___ INFORMATION ___
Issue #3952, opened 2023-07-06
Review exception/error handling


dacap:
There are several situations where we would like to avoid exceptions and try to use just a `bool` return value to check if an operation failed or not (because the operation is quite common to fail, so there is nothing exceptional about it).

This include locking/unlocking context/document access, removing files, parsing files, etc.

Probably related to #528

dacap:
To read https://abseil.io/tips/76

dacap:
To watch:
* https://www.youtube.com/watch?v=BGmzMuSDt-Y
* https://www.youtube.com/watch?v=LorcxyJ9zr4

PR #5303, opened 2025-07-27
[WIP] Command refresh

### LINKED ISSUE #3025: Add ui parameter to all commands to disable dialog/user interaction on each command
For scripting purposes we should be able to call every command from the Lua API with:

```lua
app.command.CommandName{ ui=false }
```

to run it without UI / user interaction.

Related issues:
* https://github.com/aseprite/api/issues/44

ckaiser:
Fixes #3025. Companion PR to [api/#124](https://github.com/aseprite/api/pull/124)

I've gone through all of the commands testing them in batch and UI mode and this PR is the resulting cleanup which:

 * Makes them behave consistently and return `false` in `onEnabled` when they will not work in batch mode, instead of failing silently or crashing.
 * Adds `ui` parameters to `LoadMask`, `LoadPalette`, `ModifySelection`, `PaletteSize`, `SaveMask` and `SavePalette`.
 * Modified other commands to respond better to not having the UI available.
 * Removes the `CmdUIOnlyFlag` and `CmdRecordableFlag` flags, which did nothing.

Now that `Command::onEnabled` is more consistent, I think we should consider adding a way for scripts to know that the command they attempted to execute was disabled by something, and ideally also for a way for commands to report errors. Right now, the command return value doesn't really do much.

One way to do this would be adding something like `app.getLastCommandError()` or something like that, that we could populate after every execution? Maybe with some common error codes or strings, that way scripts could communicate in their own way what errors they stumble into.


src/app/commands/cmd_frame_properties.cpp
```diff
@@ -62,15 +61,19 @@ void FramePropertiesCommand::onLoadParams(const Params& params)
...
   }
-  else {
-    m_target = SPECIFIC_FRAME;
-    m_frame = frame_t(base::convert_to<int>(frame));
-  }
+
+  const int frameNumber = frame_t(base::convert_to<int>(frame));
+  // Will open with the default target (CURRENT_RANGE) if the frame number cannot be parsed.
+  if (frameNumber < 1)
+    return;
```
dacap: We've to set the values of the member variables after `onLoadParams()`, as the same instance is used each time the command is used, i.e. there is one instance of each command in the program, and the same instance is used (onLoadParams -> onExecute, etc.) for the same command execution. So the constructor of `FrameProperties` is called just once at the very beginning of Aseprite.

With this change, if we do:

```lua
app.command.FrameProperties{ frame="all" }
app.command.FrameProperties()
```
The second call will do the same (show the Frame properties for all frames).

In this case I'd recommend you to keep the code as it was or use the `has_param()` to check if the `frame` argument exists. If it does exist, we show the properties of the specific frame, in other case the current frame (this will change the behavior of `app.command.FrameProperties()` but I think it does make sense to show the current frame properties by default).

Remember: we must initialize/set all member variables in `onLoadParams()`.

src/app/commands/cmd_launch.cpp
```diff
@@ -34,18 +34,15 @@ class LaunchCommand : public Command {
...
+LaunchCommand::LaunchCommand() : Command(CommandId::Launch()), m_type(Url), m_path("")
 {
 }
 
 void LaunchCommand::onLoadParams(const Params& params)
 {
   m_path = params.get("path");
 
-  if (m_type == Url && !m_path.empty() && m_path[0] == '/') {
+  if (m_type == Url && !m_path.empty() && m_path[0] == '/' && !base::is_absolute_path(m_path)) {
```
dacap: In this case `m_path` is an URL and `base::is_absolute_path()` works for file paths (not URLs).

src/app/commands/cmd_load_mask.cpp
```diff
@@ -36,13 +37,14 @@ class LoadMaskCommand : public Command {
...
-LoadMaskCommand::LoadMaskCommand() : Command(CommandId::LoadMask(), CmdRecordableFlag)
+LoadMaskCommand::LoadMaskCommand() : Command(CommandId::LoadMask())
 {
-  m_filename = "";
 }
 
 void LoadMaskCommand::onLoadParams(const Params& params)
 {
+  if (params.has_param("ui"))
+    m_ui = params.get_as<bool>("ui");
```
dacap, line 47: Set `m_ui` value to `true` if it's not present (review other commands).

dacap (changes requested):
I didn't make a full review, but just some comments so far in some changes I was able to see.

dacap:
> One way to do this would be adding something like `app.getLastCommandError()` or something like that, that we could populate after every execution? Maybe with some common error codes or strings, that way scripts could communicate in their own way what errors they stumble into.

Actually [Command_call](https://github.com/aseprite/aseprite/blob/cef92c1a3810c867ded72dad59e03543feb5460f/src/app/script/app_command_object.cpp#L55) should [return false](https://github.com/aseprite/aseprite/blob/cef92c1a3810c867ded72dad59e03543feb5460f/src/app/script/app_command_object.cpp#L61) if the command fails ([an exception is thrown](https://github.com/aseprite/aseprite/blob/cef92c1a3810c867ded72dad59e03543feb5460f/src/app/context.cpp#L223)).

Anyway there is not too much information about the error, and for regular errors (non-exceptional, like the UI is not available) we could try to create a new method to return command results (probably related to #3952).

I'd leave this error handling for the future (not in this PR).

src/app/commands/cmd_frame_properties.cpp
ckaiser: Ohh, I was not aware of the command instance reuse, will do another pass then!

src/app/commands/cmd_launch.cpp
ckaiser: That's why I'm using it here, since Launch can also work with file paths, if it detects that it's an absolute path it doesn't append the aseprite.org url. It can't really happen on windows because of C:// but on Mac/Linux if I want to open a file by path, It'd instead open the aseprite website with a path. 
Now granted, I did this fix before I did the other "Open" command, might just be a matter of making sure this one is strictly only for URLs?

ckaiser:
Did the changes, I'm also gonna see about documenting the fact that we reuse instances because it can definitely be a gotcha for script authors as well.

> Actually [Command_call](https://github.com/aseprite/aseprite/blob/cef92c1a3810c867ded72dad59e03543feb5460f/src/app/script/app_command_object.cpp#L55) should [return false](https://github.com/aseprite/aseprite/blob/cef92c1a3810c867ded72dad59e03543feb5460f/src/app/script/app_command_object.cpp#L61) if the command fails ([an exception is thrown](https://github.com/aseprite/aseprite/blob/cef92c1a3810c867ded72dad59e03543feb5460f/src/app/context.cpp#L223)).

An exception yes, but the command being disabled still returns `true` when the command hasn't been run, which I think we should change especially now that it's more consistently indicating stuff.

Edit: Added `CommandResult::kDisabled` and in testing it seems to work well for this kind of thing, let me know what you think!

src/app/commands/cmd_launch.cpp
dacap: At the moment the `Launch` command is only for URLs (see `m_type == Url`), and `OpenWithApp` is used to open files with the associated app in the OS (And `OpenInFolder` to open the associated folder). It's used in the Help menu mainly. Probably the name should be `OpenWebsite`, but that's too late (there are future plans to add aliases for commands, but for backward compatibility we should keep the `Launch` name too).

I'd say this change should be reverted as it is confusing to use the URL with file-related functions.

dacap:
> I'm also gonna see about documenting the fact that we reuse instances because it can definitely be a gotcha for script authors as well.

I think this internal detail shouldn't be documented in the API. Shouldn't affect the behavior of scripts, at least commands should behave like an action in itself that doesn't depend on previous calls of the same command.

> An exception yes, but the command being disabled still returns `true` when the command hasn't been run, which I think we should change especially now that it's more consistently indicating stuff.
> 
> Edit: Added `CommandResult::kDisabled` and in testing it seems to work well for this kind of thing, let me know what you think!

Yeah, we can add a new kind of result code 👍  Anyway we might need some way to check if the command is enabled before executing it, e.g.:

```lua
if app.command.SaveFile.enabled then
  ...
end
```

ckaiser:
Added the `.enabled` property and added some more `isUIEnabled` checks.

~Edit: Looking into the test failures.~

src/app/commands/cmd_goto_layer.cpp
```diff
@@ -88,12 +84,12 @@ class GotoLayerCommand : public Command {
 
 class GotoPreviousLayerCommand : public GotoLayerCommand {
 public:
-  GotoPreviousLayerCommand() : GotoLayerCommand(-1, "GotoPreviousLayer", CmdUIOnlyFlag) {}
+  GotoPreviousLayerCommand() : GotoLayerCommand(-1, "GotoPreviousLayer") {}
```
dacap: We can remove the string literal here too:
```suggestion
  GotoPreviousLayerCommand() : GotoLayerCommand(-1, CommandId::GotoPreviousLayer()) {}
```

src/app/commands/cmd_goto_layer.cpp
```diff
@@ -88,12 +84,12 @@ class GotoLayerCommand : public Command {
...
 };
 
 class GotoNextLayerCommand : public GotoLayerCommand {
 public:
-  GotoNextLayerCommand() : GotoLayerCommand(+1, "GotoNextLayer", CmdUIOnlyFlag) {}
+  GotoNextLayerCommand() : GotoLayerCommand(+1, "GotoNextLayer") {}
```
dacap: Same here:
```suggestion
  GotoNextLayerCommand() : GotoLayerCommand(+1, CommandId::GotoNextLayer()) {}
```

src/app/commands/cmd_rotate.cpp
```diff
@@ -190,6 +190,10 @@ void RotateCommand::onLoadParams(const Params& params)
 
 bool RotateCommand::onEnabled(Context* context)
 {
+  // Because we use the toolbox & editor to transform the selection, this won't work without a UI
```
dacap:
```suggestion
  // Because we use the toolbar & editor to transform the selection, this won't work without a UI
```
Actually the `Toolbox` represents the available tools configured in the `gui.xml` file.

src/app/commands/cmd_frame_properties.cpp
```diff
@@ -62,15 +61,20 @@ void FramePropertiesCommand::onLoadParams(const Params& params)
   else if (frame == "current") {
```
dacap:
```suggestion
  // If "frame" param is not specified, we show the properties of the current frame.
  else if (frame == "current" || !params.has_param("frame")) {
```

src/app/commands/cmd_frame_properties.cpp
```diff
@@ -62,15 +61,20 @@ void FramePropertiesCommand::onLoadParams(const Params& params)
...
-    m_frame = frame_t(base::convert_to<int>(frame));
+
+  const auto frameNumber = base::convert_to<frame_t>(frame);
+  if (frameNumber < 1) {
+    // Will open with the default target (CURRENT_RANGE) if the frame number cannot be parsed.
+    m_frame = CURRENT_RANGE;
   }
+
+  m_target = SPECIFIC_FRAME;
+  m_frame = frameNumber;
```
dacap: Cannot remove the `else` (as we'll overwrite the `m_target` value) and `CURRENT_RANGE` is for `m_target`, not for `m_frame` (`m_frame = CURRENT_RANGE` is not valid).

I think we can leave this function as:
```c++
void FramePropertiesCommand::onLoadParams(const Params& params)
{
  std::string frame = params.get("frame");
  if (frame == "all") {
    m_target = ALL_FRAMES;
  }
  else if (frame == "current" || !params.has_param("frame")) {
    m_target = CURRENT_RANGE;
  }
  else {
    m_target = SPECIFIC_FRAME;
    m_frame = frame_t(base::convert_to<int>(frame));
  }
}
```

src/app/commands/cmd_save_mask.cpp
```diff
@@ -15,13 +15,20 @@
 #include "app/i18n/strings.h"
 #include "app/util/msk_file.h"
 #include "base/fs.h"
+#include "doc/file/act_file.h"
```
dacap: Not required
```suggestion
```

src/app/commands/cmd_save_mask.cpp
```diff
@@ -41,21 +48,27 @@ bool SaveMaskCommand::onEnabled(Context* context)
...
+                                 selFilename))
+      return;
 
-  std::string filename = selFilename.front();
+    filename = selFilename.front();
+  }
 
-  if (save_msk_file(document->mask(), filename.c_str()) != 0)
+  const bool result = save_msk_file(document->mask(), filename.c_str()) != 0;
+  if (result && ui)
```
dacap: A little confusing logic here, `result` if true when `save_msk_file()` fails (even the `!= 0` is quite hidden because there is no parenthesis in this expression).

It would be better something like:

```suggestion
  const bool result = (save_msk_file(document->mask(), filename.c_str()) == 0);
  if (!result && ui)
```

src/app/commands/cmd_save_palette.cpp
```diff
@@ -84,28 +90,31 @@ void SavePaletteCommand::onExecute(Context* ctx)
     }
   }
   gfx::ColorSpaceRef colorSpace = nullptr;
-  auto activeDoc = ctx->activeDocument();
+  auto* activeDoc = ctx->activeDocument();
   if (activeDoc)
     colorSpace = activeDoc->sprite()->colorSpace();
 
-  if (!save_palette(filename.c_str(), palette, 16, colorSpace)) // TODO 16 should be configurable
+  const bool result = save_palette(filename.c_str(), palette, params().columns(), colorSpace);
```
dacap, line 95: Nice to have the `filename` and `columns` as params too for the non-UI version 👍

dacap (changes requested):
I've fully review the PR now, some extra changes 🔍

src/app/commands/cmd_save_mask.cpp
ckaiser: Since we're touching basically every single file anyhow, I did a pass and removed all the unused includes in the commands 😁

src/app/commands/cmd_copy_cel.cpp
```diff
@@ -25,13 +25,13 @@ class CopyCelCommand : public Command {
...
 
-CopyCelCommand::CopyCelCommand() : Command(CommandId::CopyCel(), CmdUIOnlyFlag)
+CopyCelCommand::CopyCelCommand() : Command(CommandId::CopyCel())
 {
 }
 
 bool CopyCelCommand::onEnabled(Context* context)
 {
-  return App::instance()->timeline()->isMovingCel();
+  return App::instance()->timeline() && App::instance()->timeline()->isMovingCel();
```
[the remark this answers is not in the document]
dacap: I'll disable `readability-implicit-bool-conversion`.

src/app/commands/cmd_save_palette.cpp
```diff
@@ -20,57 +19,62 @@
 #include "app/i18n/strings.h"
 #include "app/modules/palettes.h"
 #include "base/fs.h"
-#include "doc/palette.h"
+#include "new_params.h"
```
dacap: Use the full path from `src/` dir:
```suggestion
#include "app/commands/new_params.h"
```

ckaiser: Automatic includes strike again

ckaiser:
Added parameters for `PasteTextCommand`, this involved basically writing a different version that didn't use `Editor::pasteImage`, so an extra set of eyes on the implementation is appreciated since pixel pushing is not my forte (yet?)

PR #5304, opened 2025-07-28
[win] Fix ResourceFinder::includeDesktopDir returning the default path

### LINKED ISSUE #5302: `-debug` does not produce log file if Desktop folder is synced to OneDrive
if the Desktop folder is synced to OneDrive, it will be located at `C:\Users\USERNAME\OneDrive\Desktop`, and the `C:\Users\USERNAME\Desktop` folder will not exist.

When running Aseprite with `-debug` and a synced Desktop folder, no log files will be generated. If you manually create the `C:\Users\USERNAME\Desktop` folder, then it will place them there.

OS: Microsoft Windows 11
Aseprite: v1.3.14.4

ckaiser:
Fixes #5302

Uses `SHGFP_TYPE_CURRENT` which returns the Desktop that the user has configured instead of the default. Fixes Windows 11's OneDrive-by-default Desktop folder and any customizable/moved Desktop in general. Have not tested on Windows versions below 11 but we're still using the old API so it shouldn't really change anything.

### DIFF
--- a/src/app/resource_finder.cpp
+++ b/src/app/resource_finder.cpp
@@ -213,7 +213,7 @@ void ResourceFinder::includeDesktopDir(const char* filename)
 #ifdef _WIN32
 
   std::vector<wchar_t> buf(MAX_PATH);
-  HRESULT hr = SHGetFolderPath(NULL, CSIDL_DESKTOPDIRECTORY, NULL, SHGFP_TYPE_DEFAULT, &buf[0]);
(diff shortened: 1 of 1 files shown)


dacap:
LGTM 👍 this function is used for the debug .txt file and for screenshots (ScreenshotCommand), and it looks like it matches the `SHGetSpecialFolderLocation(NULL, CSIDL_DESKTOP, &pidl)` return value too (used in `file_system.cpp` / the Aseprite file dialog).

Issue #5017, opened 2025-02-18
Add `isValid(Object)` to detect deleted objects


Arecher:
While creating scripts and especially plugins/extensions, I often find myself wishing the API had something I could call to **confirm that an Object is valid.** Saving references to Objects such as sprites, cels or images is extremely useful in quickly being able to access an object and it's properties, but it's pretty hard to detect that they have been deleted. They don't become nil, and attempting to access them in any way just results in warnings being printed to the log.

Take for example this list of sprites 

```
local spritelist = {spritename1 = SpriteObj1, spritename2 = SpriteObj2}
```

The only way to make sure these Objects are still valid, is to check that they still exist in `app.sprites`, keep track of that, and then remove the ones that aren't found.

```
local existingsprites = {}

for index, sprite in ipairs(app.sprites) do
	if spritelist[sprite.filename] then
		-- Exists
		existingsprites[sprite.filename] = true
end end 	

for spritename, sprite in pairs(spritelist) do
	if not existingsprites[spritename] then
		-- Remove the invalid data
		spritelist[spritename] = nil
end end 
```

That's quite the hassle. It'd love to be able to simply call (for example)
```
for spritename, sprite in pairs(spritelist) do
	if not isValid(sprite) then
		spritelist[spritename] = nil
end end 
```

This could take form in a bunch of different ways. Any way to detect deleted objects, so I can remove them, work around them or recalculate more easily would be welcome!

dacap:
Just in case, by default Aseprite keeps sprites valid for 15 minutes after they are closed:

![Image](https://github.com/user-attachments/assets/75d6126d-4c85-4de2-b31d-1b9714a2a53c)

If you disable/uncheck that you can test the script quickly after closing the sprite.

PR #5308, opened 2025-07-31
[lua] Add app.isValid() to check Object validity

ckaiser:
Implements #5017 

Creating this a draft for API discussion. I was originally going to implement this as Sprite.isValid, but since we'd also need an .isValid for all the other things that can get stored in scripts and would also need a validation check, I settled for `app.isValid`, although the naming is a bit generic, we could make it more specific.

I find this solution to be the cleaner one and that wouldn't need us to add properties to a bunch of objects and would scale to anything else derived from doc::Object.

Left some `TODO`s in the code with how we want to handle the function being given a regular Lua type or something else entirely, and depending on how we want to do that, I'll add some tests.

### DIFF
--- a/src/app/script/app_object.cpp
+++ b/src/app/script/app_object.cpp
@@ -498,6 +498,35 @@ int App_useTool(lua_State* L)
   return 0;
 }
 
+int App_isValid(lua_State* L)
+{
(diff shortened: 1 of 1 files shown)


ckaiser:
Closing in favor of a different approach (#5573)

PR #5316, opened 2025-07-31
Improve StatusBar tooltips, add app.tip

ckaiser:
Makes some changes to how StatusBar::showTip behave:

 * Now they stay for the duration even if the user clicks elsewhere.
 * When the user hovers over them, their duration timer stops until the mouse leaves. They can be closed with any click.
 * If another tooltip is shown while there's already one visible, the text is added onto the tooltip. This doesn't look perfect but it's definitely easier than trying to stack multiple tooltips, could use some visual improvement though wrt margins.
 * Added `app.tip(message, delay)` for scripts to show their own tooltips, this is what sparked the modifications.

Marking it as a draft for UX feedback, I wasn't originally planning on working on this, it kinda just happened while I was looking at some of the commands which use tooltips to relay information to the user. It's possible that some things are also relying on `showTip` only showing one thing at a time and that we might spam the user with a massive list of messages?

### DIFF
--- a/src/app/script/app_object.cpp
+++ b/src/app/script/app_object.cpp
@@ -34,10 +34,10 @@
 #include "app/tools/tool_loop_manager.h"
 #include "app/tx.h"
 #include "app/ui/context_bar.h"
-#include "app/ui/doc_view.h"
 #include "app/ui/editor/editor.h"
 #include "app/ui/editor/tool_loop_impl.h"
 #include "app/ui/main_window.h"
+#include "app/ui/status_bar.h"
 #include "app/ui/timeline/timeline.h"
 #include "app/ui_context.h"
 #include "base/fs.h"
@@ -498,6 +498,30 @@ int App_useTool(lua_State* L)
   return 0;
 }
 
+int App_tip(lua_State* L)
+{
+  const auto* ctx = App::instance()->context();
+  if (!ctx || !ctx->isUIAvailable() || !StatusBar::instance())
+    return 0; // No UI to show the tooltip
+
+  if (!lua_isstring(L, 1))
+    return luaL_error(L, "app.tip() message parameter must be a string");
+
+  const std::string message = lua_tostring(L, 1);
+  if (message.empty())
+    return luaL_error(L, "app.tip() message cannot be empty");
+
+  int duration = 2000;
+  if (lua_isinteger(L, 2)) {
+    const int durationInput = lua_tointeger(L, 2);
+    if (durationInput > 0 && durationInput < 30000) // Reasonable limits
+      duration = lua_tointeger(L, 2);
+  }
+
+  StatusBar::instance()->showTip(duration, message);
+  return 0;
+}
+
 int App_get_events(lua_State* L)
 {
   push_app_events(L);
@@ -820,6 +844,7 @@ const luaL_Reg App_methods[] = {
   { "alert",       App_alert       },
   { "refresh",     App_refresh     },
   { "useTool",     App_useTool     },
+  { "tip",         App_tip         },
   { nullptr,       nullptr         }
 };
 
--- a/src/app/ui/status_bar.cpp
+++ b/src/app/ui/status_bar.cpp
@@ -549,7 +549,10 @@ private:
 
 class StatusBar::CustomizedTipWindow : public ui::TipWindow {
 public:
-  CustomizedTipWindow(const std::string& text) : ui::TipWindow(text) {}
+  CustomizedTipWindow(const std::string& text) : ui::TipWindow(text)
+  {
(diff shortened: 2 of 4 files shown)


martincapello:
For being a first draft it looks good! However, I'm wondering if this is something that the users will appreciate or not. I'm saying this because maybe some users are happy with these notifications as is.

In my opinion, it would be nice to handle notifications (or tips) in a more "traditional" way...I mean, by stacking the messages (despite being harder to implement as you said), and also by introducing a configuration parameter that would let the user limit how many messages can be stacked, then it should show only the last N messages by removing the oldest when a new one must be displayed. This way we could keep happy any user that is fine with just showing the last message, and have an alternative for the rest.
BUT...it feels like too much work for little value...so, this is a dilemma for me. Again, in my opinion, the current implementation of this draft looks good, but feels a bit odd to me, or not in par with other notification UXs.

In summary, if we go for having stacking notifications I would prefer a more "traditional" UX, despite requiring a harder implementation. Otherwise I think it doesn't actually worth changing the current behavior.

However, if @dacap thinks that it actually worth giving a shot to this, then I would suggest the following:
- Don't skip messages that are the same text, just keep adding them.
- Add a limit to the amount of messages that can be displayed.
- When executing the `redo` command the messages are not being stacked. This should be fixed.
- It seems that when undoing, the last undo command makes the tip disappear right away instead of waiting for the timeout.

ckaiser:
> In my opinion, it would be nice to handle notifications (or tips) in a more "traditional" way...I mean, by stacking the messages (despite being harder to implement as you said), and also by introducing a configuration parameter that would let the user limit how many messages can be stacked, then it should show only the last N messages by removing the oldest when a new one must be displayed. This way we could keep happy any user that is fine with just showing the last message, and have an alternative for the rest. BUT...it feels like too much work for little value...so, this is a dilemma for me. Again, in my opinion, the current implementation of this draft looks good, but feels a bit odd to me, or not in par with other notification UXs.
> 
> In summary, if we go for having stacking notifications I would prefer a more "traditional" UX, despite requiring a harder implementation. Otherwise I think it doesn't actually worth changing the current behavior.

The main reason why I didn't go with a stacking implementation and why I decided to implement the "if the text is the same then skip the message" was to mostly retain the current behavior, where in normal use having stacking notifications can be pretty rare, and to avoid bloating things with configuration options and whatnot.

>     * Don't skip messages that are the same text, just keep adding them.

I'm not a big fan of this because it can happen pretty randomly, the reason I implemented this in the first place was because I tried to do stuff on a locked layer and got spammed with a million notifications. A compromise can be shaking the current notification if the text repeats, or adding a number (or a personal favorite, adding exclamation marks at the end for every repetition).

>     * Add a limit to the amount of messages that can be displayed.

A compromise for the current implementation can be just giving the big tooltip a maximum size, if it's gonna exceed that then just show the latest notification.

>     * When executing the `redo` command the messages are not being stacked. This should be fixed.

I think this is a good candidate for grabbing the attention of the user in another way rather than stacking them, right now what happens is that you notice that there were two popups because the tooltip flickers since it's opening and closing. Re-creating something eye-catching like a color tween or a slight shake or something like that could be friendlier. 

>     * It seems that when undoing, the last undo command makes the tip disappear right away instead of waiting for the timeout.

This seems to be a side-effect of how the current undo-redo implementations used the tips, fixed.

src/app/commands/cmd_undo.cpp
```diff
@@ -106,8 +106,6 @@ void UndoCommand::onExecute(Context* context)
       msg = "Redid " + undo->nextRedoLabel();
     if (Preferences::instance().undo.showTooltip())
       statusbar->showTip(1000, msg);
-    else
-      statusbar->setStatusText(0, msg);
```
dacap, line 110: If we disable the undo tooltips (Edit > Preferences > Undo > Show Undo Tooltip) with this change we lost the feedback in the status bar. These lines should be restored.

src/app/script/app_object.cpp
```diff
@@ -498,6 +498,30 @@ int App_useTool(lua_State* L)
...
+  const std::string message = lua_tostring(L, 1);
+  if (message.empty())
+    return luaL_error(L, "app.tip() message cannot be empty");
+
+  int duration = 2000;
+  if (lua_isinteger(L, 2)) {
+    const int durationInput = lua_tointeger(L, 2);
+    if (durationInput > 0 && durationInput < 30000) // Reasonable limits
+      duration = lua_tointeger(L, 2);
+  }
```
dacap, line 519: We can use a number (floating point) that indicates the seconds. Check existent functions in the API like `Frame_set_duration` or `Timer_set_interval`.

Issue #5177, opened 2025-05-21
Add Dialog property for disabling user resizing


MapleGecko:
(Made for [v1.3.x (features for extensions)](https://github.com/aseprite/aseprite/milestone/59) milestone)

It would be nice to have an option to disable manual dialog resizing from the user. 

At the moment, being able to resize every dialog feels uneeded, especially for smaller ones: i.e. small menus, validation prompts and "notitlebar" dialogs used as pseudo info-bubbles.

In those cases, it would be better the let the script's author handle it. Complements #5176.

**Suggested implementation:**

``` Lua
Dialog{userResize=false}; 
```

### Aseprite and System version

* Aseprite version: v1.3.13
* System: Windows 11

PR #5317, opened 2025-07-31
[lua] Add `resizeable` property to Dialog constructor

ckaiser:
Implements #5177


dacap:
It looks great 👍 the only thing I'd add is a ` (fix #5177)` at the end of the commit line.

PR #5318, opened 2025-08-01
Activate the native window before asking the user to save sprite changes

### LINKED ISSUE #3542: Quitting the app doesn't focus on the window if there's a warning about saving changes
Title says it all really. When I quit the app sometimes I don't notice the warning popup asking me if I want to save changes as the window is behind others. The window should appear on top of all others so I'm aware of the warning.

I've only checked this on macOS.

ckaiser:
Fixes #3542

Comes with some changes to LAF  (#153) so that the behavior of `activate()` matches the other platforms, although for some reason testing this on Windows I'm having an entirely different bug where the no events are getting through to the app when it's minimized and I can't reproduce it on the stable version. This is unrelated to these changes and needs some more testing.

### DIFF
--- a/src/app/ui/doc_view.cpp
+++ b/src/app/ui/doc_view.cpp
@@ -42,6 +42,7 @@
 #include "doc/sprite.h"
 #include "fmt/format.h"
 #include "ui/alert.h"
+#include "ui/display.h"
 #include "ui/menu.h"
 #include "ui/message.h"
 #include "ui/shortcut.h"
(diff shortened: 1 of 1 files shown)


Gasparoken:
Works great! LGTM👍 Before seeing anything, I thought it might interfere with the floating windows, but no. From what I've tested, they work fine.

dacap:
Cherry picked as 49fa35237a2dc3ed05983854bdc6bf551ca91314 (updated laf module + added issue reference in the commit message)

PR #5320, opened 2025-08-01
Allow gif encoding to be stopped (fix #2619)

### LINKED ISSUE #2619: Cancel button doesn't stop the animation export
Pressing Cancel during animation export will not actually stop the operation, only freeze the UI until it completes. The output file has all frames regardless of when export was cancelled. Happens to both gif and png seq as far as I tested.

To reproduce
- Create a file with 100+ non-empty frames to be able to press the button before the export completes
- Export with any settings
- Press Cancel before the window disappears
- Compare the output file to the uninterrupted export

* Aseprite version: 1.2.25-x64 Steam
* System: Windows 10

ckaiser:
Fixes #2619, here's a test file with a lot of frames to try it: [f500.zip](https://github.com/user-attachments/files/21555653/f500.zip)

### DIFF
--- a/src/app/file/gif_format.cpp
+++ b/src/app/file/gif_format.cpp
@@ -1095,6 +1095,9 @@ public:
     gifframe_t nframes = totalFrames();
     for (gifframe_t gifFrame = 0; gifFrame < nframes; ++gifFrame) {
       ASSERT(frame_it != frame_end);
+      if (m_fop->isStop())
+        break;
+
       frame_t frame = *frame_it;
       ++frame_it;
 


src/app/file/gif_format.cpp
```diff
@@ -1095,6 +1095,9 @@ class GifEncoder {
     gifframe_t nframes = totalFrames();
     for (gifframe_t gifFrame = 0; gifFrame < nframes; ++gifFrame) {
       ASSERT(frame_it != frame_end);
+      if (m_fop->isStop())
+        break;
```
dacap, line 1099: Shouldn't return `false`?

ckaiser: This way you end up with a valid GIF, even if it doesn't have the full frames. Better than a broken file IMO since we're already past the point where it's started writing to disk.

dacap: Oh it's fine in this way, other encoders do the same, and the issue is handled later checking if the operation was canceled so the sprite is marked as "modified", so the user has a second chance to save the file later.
___
*PROBLEM TO SOLVE*:
Nothing but an exact copy of the lines from the start of the entries through the line containing "which did nothing." belongs in the response.

*TASK ANSWER*:
Issue #3952, opened 2023-07-06
Review exception/error handling


dacap:
There are several situations where we would like to avoid exceptions and try to use just a `bool` return value to check if an operation failed or not (because the operation is quite common to fail, so there is nothing exceptional about it).

This include locking/unlocking context/document access, removing files, parsing files, etc.

Probably related to #528

dacap:
To read https://abseil.io/tips/76

dacap:
To watch:
* https://www.youtube.com/watch?v=BGmzMuSDt-Y
* https://www.youtube.com/watch?v=LorcxyJ9zr4

PR #5303, opened 2025-07-27
[WIP] Command refresh

### LINKED ISSUE #3025: Add ui parameter to all commands to disable dialog/user interaction on each command
For scripting purposes we should be able to call every command from the Lua API with:

```lua
app.command.CommandName{ ui=false }
```

to run it without UI / user interaction.

Related issues:
* https://github.com/aseprite/api/issues/44

ckaiser:
Fixes #3025. Companion PR to [api/#124](https://github.com/aseprite/api/pull/124)

I've gone through all of the commands testing them in batch and UI mode and this PR is the resulting cleanup which:

 * Makes them behave consistently and return `false` in `onEnabled` when they will not work in batch mode, instead of failing silently or crashing.
 * Adds `ui` parameters to `LoadMask`, `LoadPalette`, `ModifySelection`, `PaletteSize`, `SaveMask` and `SavePalette`.
 * Modified other commands to respond better to not having the UI available.
 * Removes the `CmdUIOnlyFlag` and `CmdRecordableFlag` flags, which did nothing.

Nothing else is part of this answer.